E é pra contribuir em todos estes aspectos que temos, hoje em dia, os cursos específicos de fotografia, em âmbito tecnólogo, de graduação e pós-graduação. Neles, busca-se oferecer alguns conhecimentos genéricos – arte, sociedade, comunicação – e também diversos específicos da fotografia.
A vontade de aprender, a mesma que os autodidatas têm, é obviamente muito bem-vinda na Universidade. Conhecimentos técnicos de fotografia sobre equipamentos, suprimentos ou mesmo da prática profissional do fotógrafo, também. Estes, porém, se adquirem ao longo do curso; vontade há que se trazer de casa.
O que podemos desenvolver na Academia é a paixão por esta mídia fenomenal que é a fotografia.

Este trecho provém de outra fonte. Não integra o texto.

PR #477, opened 2020-05-22
Make header component

### LINKED ISSUE #434: Make headers uniform format

jerrylee17:
Resolves #434

To use the header, import it to your file: 
```js
import Header from
  '../../Components/Header/Header.js';
```

Create props
```js
const headerProps = {
    title: 'SCE Printing System'
};
```

Create the component
```js
<Header {...headerProps} />
```

The result is a header that looks like this:


src/Pages/Overview/Overview.js
```diff
@@ -125,99 +129,102 @@ export default class OverviewBoard extends Component {
...
-                  />
-                );
-              })}
-          </tbody>
-        </table>
+      <div>
+        <Header {...this.headerProps} />
+        <div className='layout'>
+
+
```
seemavora, line 136: remove blank space

IsitaB:
Delete the unused background image files

jerrylee17:
> Can you allow the header text to have a bit more width? it looks like this when the page becomes narrow but still has plenty of space
> image

Margin changed from 30% to 10%

PR #484, opened 2020-05-29
Add New Server to Tests & Refactor Token Mocking

evanugarte:
Sinon and mocha perform a lot of operations in the background. This new solution
allows us to decide where and when we want to mock token functions and better
isolates each api test.

## What is this PR doing?
- We are integrating the classes defined in #485 to our tests, but token mocking broke in the process. So this is a larger testing refactor.

## Why did i not split it up into smaller PRs?
- Because this new form of token mocking requires us to use the new server file, as each test now only sends one file's path to `SceHttpServer`.

## Token mocks
- We now use [`proxyquire`](https://www.npmjs.com/package/proxyquire) to mock the import of `jsonwebtoken` in [`api/util/token-functions.js`](https://github.com/SCE-Development/Core-v4/blob/dev/api/util/token-functions.js).


symbolic_full_path
```diff
@@ -0,0 +1 @@
+/Users/evan/Documents/Core-v4/util/mock-database.js
```
jerrylee17, line 1: Seems like a local file... Maybe gitignore it or use a relative path?

evanugarte: thank u for pointing this out!! removing it now.

PR #487, opened 2020-05-30
Create Mailer API Endpoints

evanugarte:
Before, sending emails was done by the user API in a very confusing way. Now the
mailing service has its own API endpoints.


src/Pages/MembershipApplication/MembershipPlan.js
```diff
@@ -162,6 +163,11 @@ class MembershipPlan extends Component {
             </div>
           </div>
         </Container>
+        <Button onClick={() => {
```
IsitaB, line 166: delete testing button before merging

evanugarte: Thanks for pointing this out, done.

Analisar, teorizar, praticar, pensar fotografia são objetivos destes cursos acadêmicos, cujos professores com certeza gostariam de ter feito exatamente estes cursos, mas pelo simples fato de que não eram oferecidos, não puderam fazê-los (falo muito por mim, mas tomo a liberdade de assumir por vários colegas professores), e buscaram complementar seus estudos em pesquisas paralelas e cursos de pós-graduação, bem como através da prática profissional.
Por tudo isso, estamos criando uma forma de ensinar fotografia. Amantes e praticantes dessa arte, professores e alunos, todos juntos, estão reinventando uma “Pedagogia da Fotografia”. Precisamos separar nossas paixões fotográficas particulares dos temas e assuntos a serem abordados. Precisamos aproveitar a experiência dos professores e os conhecimentos prévios dos alunos, muitas vezes bastante aprofundados, para a construção do saber fotográfico entre todos nós. E nada disso é fácil. E ninguém disse que seria! E é por isso que ensinar e aprender fotografia só serve para quem encara grandes desafios.
Este artigo foi publicado originalmente na Revista Foto_grafia N. 2, em 2010, mas segue atual e pertinente.